The Scarlet Gospels
“Enter all!” the Unconsumed yelled, his voice possessed of a magnitude that carried his words to the hordes cramming the beach around the building. “And destroy!”
Harry and his friends retreated farther into the shadows as tens of thousands of demons who’d been denied access seethed in through the ruptured walls, their bony backs all pressed together resembling a stream of cockroaches bubbling as they climbed over one another and dropped into the morass of those who’d climbed onto the ledge and fallen over the other side ahead of them.
This mad flood of invading demons filled up a space that was not meant to hold more than a fraction of the crowd, their rage fueled by a visionary hunger to be at the heart of the baptism that they had glimpsed in their dreams all their lives. “Aye!” they had screamed. “Aye!” to the blood and light and “Aye!” to martyrdom, if that was to be the price of their presence here.
The Hell Priest knew that he had a chamber the size of a small nation to witness to, and he knew there was a sight that would bring an end to the spiraling insanity that had been set in motion by the Unconsumed. Let them have proof that the great lord was not mediating from below; let them see for themselves.
“Gaze upon the fallen fruit!” the Cenobite shouted. “Your glorious leader talks of Lucifer’s eternal meditation on the nature of sin. Your glorious leader has deceived you. I shall show you the angel Lucifer. In all his soiled glory.”
He threw a gesture of force on the ground, which opened beneath him, taking out a hundred or so soldiers with it; then he descended for no more than a few seconds and rose again into view again with Lucifer’s corpse held, limp, in one hand. It was a pitiful sight, hanging from the Hell Priest’s grip, a sack of broken bones, with a grainy gray face clipped from the book of atrocities, eyes sunk in, mouth gaping, nose crushed against his face so it was little more than two holes.

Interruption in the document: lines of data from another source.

PR #3659, opened 2021-04-08
GPKG: remove creation support for data_type='aspatial' legacy tables

rouault:
This option has now long lived and is superseded by the
data_type='attributes' supported since GeoPackage 1.2 / GDAL 2.2.
Only keep read support for it.

Also remove the creation of the dummy ogr_empty_table special table that
was made to be compliant with Requirement 17 that has now been retired.


rouault:
@rcoup Hopefully you don't depend anymore on the (write side of the) gdal_aspatial extension for attribute tables ?

rcoup:
All good!

PR #3666, opened 2021-04-10
added: actinia entry

neteler:
Also actinia happily uses GDAL


rouault:
@neteler You should rather push your branches to your neteler/gdal fork, not to OSGeo/gdal

PR #3678, opened 2021-04-13
create sphinx documentation for python samples + gdal2xyz docs

idanmiara:
## What does this PR do?

python samples + gdal2xyz docs added

https://github.com/OSGeo/gdal/pull/3416

## Tasklist

 - [ ] ADD YOUR TASKS HERE
 - [ ] Add test case(s)
 - [ ] Add documentation
 - [ ] Review
 - [ ] Adjust for comments


idanmiara:
As this PR depends on https://github.com/OSGeo/gdal/pull/3416, I've decided to merge it into it.

rouault:
> gdalinfo.py, ogr2ogr.py, ogrinfo.py - move from osgeo_utils/samples to osgeo_utils, as they are not samples utilities

I'm not a fan of this. We should really ere on the side of not proposing too many official utilities, especially when they are redundant with C++ ones. Those scripts were made as an illustration of how to use the Python API. They don't bring more than their C++ equivalents, and are actually lagging behind.

rouault (changes requested):
See above comment

idanmiara:
> > gdalinfo.py, ogr2ogr.py, ogrinfo.py - move from osgeo_utils/samples to osgeo_utils, as they are not samples utilities
> 
> I'm not a fan of this. We should really ere on the side of not proposing too many official utilities, especially when they are redundant with C++ ones. Those scripts were made as an illustration of how to use the Python API. They don't bring more than their C++ equivalents, and are actually lagging behind.

I see your point. I've removed that commit.

gdal/doc/source/api/index.rst
```diff
@@ -85,6 +85,7 @@ API
 
        python_api_ref
        python_gotchas
+       python_samples
```
rouault, line 88: Note unrelated to that PR. The doc structure is a bit messy regarding python. We have that section, and if we go a bit further in the page, we also have a dedicated page for python. I'm not sure how, but I feel like this should be unified as the current setup is confusing.

idanmiara: like that https://github.com/OSGeo/gdal/pull/3687 ?

PR #3681, opened 2021-04-15
Doc: sponsoring pages

rouault:


rouault:
So this pull request is now just waiting for the motion related to RFC80 to be approved. The prospectus as .rst has been replaced by a standalone PDF version created from the google doc one.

“This—” the Hell Priest said, his voice once again the raw, intimate whisper that was audible to who were assembled there “—is the lord for whom you fight.” He rose as he spoke, climbing effortlessly through the thickening soup of stale and sour that was the air until he was perhaps twenty feet above the crowd. There he turned and let go of the corpse, which tumbled back down the flame-licked dais, through the hole the Hell Priest had used for his descent, and out of sight.
7
An intense hush had grown over the army so that the only sound audible was the steady lapping caress of the flames. The Unconsumed, clearly as surprised to see his fallen lord as the rest of his army, struggled to maintain his rapidly crestfallen soldiers.

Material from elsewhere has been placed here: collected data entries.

PR #3682, opened 2021-04-15
Add RFC 80: NumFOCUS relationship and sponsorship program

rouault:


gdal/doc/source/development/rfc/rfc80_numfocus_relationship.rst
```diff
@@ -0,0 +1,140 @@
...
+The proposed answers to that application form are at:
+https://docs.google.com/document/d/1bc5jdpCe1axdyBHxbJnun7e0DTyDoZI_eFYgJYnOhB8/edit
+
+A `Pre-approved Grantor/ Grantee Agreement <https://docs.google.com/document/d/12KGmSD_EGWqlzh0fiaHNIiN6xPWgdTy--NYf4QR-5k8/edit>`__
+will also have to be signed by 3 members of the GDAL PSC.
+
+Being linked to NumFOCUS, GDAL might be able to benefit from small grants, funded
+by NumFOCUS general budget, and allocated by the NumFOCUS board to projects it will
+select (among the general pool of projects hosted by NumFOCUS). This point will
+be clarified as our relationship with NumFOCUS matures.
```
pl-nfwarmerdam, line 76: I think we might either omit this section, or clarify that we are primarily expecting funding through NumFOCUS to be from sponsors solicited by the project rather than from NumFOCUS grants from the general budget.

gdal/doc/source/development/rfc/rfc80_numfocus_relationship.rst
```diff
@@ -0,0 +1,140 @@
...
+Our hope is that these sessions can also lead to new feature development in GDAL through joint funding initiatives between top sponsors, providing more structure to the way GDAL features are funded today. This ideally leads to more cost-sharing as organizations will be able to be more strategic when they know what everyone else is interested in. These efforts will be above and beyond the core maintenance sponsorship, but the Advisory Board will be a key forum to enable it.
+
+The Advisory board will have an email list, with members of the GDAL team on it, and will meet on a periodic schedule, to be determined as the group forms. It will consist of one representative from each of the Platinum sponsors, one representative for every three Gold sponsors, and one representative from Silver sponsors.
```
pl-nfwarmerdam, line 119: I assume this is envisaged as a way of encouraging sponsorship?   I am sort of wondering if this should just be left to a distinct RFC but I do not feel strongly on the issue.  While it is not the end of the world, I feel like some items are indistinct.  For instance what "key GDAL maintainers" and the "GDAL team" mean, and how open this group is, how selection from the various sponsorship levels is handled.   

I would be inclined to:
 - expect anyone receiving funding since the last meeting to attend the advisory board meeting (ie. those benefiting should at least listen to the advisory board)
 -  any PSC members would be welcome, and the PSC chair would make every effort to attend
 -  any sponsor is welcome regardless of level (higher levels will naturally have more influence, and I think it is going to be harder to get sponsors to actually participate so artificially limiting participation may be counter productive).
 - I think the mailing list should be readable by anyone even if membership is limited.

gdal/doc/source/development/rfc/rfc80_numfocus_relationship.rst
```diff
@@ -0,0 +1,140 @@
...
+- reports of those activities
+
+More generally, all tasks that are needed for a project to strive on the long term, but are
+typically hard to get directly funding from, as not being directly tied to a
+particular feature. It is expected that new features and
+improvements will go on being submitted as code contributions by the interested
+parties in capacity to develop them, or through service providers they might hire
+for that purpose.
+
+Sponsors will not be able to direct particular developments, nor receive prioritary
```
pl-nfwarmerdam, line 108: priority

gdal/doc/source/development/rfc/rfc80_numfocus_relationship.rst
rouault: Agreed to remove this. This was more for information. But clearly those small grant programs (with unknown outcome) aren't the main motivation to go through NumFOCUS

gdal/doc/source/development/rfc/rfc80_numfocus_relationship.rst
rouault: This was copied from @cholmes proposal. I'll let him expose his views. Indeed the idea if to encourage sponsorship and give a bit more weight to higher level of sponsorships.

cholmes: Yes, it's a way to encourage sponsorship, and also just to get a bit more engagement from those who sponsor. I'm not set on the details at all, just want something where the top sponsors have at least a couple of touch points throughout the year, instead of hearing nothing and then being hit up for money again.

I just put this down for something to react against.

Anyone receiving funding makes a ton of sense to me, and agree on all PSC welcome to attend. I just didn't want to presume everyone on the PSC would be interested.

The other two points I'm less sure about. I do think there's value in a forum for sponsors that is a bit more private, where they can talk about what they're planning for the future with geospatial, and explore co-funding new features in GDAL, without having to be worried about some random person picking that up on a public list. I'm a huge advocate of open decision making / transparency on the core project, and appreciate the push towards it with the sponsorship effort. But this to me is a bit different, as I see the advisory board as having merely advisory power, no decision making authority about GDAL, so seems ok to have some private forum. 

That said, I could see something where anyone could be an 'observer' and attend, but there's something that top sponsors get that's a bit more. I'm just not sure what that would exactly be, since there won't be like 'votes' on anything, since it is purely advisory. I am less concerned about sponsors not actually participating - I think if it's just me (for Planet) and one other person showing up that's still fine. But yeah, I'm open to it, but I struggle to define how higher levels 'have more influence' in a meaningful way, so if we can come up with that I can be into it.

As for mailing list - my instinct is that it is a benefit to have a private forum where sponsors can talk more freely without being 'forced' to be open in everything, as per my thoughts above. But I'm not set on it, curious to hear what others think.

rouault: I agree this might not belong to this RFC, but we need to agree on which interactions we propose to sponsors.
- Agreed that any PSC member or person having being sponsored should be part of meetings
- Having all sponsors potentially invited to meetings would make it simpler (otherwise we must have the designation process of representatives for non-platinium categories). The benefit of being platinium vs supporter is less obvious then but perhaps sponsors at higher levels will be happy enough with bigger logos and better placement of them ? Or perhaps offer the platinum sponsors to use a X-minute (<= 5 likely) slot each during meeting if they want ?
- Regarding the mailing list, any PSC member interested can of course join in. I'm wondering what kind of traffic we can expect from it. Will it be about technical stuff (but we don't want to turn it as some sort of premium-level support channel) or mostly to settle the date of the next meeting ?

rouault: For comparison: Looking a bit around, QGIS sustaining members seem to receive no particular advantages than having their logos displayed (or an authorization of using a modified version of the QGIS logo on their communications) . See https://www.qgis.org/en/site/getinvolved/governance/sustaining_members/sustaining_members.html#what-is-your-benefit-supporting-the-qgis-development

jmckenna:
I was also involved in the early QGIS.ORG draft, and it is indeed very similar to the words placed here in this document.  Having watched that entity grow and be so successful (in the sense that it helps both manage and attract funds/sponsors to help allow the QGIS software project to be sustainable), I can say that what is nice is how open they have been, as their budget has been fully accessible each year for where their spending is placed.  It does not list exact names of recipients, but it does list line items for each type of expenditure (20k windows packaging, 40k bug fixing, etc).  I hope that this document here for GDAL.ORG can also include a reporting requirements section, and list the requirements of the PSC to give a yearly report on budget/expenditures to both the GDAL community and the advisory board.

gdal/doc/source/development/rfc/rfc80_numfocus_relationship.rst
rouault: removed

gdal/doc/source/development/rfc/rfc80_numfocus_relationship.rst
rouault: I've added a few precisions regarding the advisory board (who takes part to meetings). Regarding how the mailing list if opened/closed, the current text is sufficiently vague so we can decide on that later.

gdal/doc/source/development/rfc/rfc80_numfocus_relationship.rst
```diff
@@ -0,0 +1,135 @@
...
+
+The GDAL Advisory Board is a newly forming group that is tasked with ensuring the project is evolving to meet the needs of its largest supporters. There will be periodic meetings with the advisory board, GDAL PSC members wishing to participate, and persons benefiting from funding, providing a forum to give feedback on the latest GDAL work. Board members will also be expected to share how they are using GDAL in their organization (in as much detail as is possible, understanding that some can only talk in general terms). Though the GDAL PSC owns the decision making around how the sponsorship money is allocated, the advisory board will provide key input on the maintenance priorities of the sponsors.
+Our hope is that these sessions can also lead to new feature development in GDAL through joint funding initiatives between top sponsors, providing more structure to the way GDAL features are funded today. This ideally leads to more cost-sharing as organizations will be able to be more strategic when they know what everyone else is interested in. These efforts will be above and beyond the core maintenance sponsorship, but the Advisory Board will be a key forum to enable it.
```
schwehr, line 112: Formatting nit here.  Add a blank line rather than a leading space.

rouault: there was no leading space AFAICS (probably just the artifact of the "+" of the diff), but blank line added for readability

gdal/doc/source/development/rfc/rfc80_numfocus_relationship.rst
rcoup: > Having all sponsors potentially invited to meetings would make it simpler 

IME it's hard enough getting _anyone_ to show up, might as well encourage anyone from the sponsors who's interested?

1. Should all sponsors be entitled to participate on the advisory board mailing list?

2. I'd suggest wrt the advisory board structure maybe something like:

```
The board will consist of up to X (6/8/10/12?) sponsor representatives. Each
Platinum sponsor is entitled to nominate a representative, with remaining
representatives nominated and selected by Gold and Silver sponsors via a process
to be determined by the PSC.
```

^ punts the problem into the future — leaves it up to the PSC; and nobody interested gets excluded because of rules until such time as there's too many people.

“The fiend has murdered our King!” the Unconsumed shrieked. “He must be destroyed! Advance!”
But they did not. Slowly, but in steady droves, the Unconsumed’s minions were turning inward to face the Unconsumed, until his entire army faced him, looks of betrayal and condemnation on their faces.

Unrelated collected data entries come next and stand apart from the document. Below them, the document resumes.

PR #3684, opened 2021-04-16
add auxiliary functions to gdal-utils

idanmiara:
## What does this PR do?

Add some auxiliary functions to be used in `gdal2xyz`, `gdalcalc`, `gdallocationinfo` and others.

## What are related issues/pull requests?

https://github.com/OSGeo/gdal/pull/3416

## Tasklist

 - [ ] ADD YOUR TASKS HERE
 - [ ] Add test case(s)
 - [ ] Add documentation
 - [ ] Review
 - [ ] Adjust for comments
 - [ ] All CI builds and checks have passed

PR #3685, opened 2021-04-16
gdallocationinfo.py - a direct Python port of gdallocationinfo.cpp

idanmiara:
## What does this PR do?

adds a new python utils - gdallocationinfo.py - a direct Python port of gdallocationinfo.cpp

I've ported all the functionality from gdallocationinfo.cpp into gdallocationinfo.py (except -xml, -lifonly).
The Python version now supports also float pixel/line for bilinear interpolation and multiple X Y points, as well as more SRS options.

https://github.com/OSGeo/gdal/pull/3684
https://github.com/OSGeo/gdal/pull/3416

## Tasklist

 - [ ] ADD YOUR TASKS HERE
 - [ ] Add test case(s)
 - [ ] Add documentation
 - [ ] Review
 - [ ] Adjust for comments


rouault:
For reasons exposed in another PR, I'd be OK for it as a sample script but not an official one to avoid confusion between C++ and py utilities

rouault (changes requested):
See above comment

idanmiara:
> For reasons exposed in another PR, I'd be OK for it as a sample script but not an official one to avoid confusion between C++ and py utilities

done

autotest/pyscripts/test_gdallocationinfo_py.py
```diff
@@ -0,0 +1,110 @@
...
+# DEALINGS IN THE SOFTWARE.
+###############################################################################
+
+
+from osgeo import gdal
+import test_py_scripts
+import pytest
+
+# test that numpy is available, if not skip all tests
+script_path = test_py_scripts.get_py_script('gdallocationinfo')
```
rouault, line 39: Should likely be updated to look in the samples folder. Tests are currently skipped AFAICS in the logs of the ubuntu 20.04 job

idanmiara: `get_py_script` looks in the samples folder as well as some other essential scripts are there. 
I'm not sure then why it skips, I'll have to investigate.

idanmiara: fixed

idanmiara:
@rouault it seems that only for `ubuntu 18.4 32bit` the function `ct.TransformPoint(x,y)` fails without the optional variable `z=0`.
I've added `z=0` in my code so it will pass the CI, and will try to investigate it in another PR.

gdal/swig/python/gdal-utils/osgeo_utils/samples/gdallocationinfo.py
```diff
@@ -0,0 +1,383 @@
...
+        if not interactive_mode:
+            args.x = np.array(args.xy[0::2])
+            args.y = np.array(args.xy[1::2])
+
+        if args.geoloc:
+            args.srs = LocationInfoSRS.SameAsDS_SRS
+        elif args.llgeoloc:
+            args.srs = LocationInfoSRS.SameAsDS_SRS_GeogCS
+        elif args.wgs84:
+            args.srs = 4226
```
rouault, line 332:
```suggestion
            args.srs = 4326
```
This is the reason of the failure on Ubuntu 18.04 32bit, which uses PROJ master, and using 4226 exhibits a bug in PROJ master (see the "ERROR 1: PROJ: internal_proj_create_operations: SQLite error on " ... error message in https://github.com/OSGeo/gdal/pull/3685/checks?check_run_id=2373251189 )
You can likely drop the extra ,0 in TransformPoint()

gdal/swig/python/gdal-utils/osgeo_utils/samples/gdallocationinfo.py
```diff
@@ -0,0 +1,383 @@
...
+                        help="The coordinate system of the input x, y location.")
+
+    parser.add_argument("-geoloc", dest="geoloc", action="store_true",
+                        help="Indicates input x,y points are in the georeferencing system of the image.")
+    parser.add_argument("-llgeoloc", dest="llgeoloc", action="store_true",
+                        help="Indicates input x,y points are in the long, lat (geographic) "
+                             "based on the georeferencing system of the image.")
+    parser.add_argument("-wgs84", dest="wgs84", action="store_true",
+                        help="Indicates input x,y points are WGS84 long, lat.")
+    parser.add_argument("-epsg", dest="epsg", metavar='epsg', type=int,
```
rouault, line 301: Not really sure we need this option. The list of options becomes quite confusing. -l_srs EPSG:XXXX should do the job, and it is how other utilities handle such case. And probably -l_srs WGS84 would also do the job

gdal/swig/python/gdal-utils/osgeo_utils/samples/gdallocationinfo.py
idanmiara: Oh, thanks, I wonder how it worked with the other builds, 4226 looks something completely different...

gdal/swig/python/gdal-utils/osgeo_utils/samples/gdallocationinfo.py
idanmiara: OK, removing -epsg. I'm leaving -wgs84 to be compatible with the cpp util.

idanmiara:
I've modularized the code.

gdal/swig/python/gdal-utils/osgeo_utils/auxiliary/osr_util.py
```diff
@@ -0,0 +1,88 @@
...
+def get_transform(src_srs: AnySRS, tgt_srs: AnySRS) -> Optional[osr.CoordinateTransformation]:
+    src_srs = get_srs(src_srs)
+    tgt_srs = get_srs(tgt_srs)
+    if src_srs.IsSame(tgt_srs):
+        return None
+    else:
+        return osr.CoordinateTransformation(src_srs, tgt_srs)
+
+
+def transform_points(ct: Optional[osr.CoordinateTransformation],
```
rouault, line 78: not a strong opinion here, but it seems to me that requiring a numpy.ndarray for a 1D array is overkill. Why not just a array.array ?

gdal/swig/python/gdal-utils/osgeo_utils/auxiliary/osr_util.py
```diff
@@ -0,0 +1,88 @@
...
+    elif isinstance(srs, gdal.Dataset):
+        srs = get_srs_from_ds(srs)
+    elif isinstance(srs, int):
+        srs_ = osr.SpatialReference()
+        if srs_.ImportFromEPSG(srs) != ogr.OGRERR_NONE:
+            raise Exception(f'ogr error when parsing srs from epsg:{srs}')
+        srs = srs_
+    elif isinstance(srs, str):
+        srs_ = osr.SpatialReference()
+        if srs_.ImportFromProj4(srs) != ogr.OGRERR_NONE:
```
rouault, line 52:
```suggestion
        if srs_.SetFromUserInput(srs) != ogr.OGRERR_NONE:
```
That way it will accept PROJ string or any other type of CRS string (WKT, PROJJSON, etc. etc)

gdal/swig/python/gdal-utils/osgeo_utils/auxiliary/osr_util.py
```diff
@@ -0,0 +1,88 @@
...
+            raise Exception(f'ogr error when parsing srs from proj string: {srs}')
+        srs = srs_
+    else:
+        raise Exception(f'Unknown SRS: {srs}')
+    if gis_order and int(osgeo.__version__[0]) >= 3:
+        # GDAL 3 changes axis order: https://github.com/OSGeo/gdal/issues/1546
+        srs.SetAxisMappingStrategy(osgeo.osr.OAMS_TRADITIONAL_GIS_ORDER)
```
rouault, line 59: I would not do forcing traditional GIS order in a utility function. Upper layers can do that if they wish, but I'd expect utility classes to be axis order compliant by default.  And we don't need to do the version checking as nobody < GDAL 3.3 is supposed to use that

idanmiara: Would it be OK to leave an optional gis_order variable with no default or with False default?
I think that the cpp version of `gdallocationinfo` -wgs84 uses GIS order, and I wanted the py version to be compatible.

Although it's not advertised, I believe most of `gdal_utils` is compatible with much lower versions of gdal, we could try to keep compatibility if it's not complicated, as in this case.

gdal/swig/python/gdal-utils/osgeo_utils/auxiliary/osr_util.py
idanmiara: thanks

gdal/swig/python/gdal-utils/osgeo_utils/auxiliary/osr_util.py
rouault: > Would it be OK to leave an optional gis_order variable with no default or with False default?

ok

gdal/swig/python/gdal-utils/osgeo_utils/auxiliary/osr_util.py
idanmiara: > not a strong opinion here, but it seems to me that requiring a numpy.ndarray for a 1D array is overkill. Why not just a array.array ?

Good point. I've modified it to accept both.
Would it be easy to implement a core version of `TransformPoints` that accepts x,y or x,y,z buffers, as this py function?

rouault: > Would it be easy to implement a core version of `TransformPoints` that accepts x,y or x,y,z buffers, as this py function?

Probably not that much. You'd have to change the implementation of ``%typemap(in,numinputs=1,fragment="DecomposeSequenceOf4DCoordinates") (int nCount, double *x, double *y, double *z, double *t) (int foundTime = FALSE)`` in swig/include/python/typemaps_python.i

idanmiara: > > Would it be easy to implement a core version of `TransformPoints` that accepts x,y or x,y,z buffers, as this py function?
> 
> Probably not that much. You'd have to change the implementation of `%typemap(in,numinputs=1,fragment="DecomposeSequenceOf4DCoordinates") (int nCount, double *x, double *y, double *z, double *t) (int foundTime = FALSE)` in swig/include/python/typemaps_python.i

Thanks, I'll have a look later...

idanmiara:
thanks!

“Have you lost your minds?” the Unconsumed shouted.
“Most likely,” the Hell Priest answered. “They see their reflections stripped of lies. The burden of truth is too great, Your Lordship. It is my pleasure to introduce you to my army. It is the last thing you will ever see.”
The Priest then loosed a war cry that echoed off the walls of the cathedral, repeating in the ears of every being present. He raised his arms and came at the Unconsumed, conjuring a sword in his right hand. In the blink of an eye the Priest took off the Unconsumed’s arm just above the elbow and drove his sword through it for good measure. This was the first injury the Unconsumed had sustained in centuries. The shock of the trauma caused him to vomit up a series of flames and he began to babble an incoherent glossolalia.
In taking those few moments to expose the extent of his weakness, the Unconsumed had left himself open to attack from the rest of the army. And they took the opportunity, in a rushed and panicky fashion, eager to get the job done as quickly as possible. The Unconsumed had four blades in his back by the time he turned to face his betrayers, and twice that number of wounds—the most severe a strike at the back of the neck, which had clearly been intended to take off his head and might have done so had he not retaliated by reaching over with his remaining hand and seizing the blade as it cut into his flaming flesh, melting it in an instant.
“Assassins!” he roared, the flame from his severed arm taking the form of a monstrous scythe. It was every bit as powerful as its iron equivalent. It took the legs out from seven of his enemies and bisected an eighth at his waist.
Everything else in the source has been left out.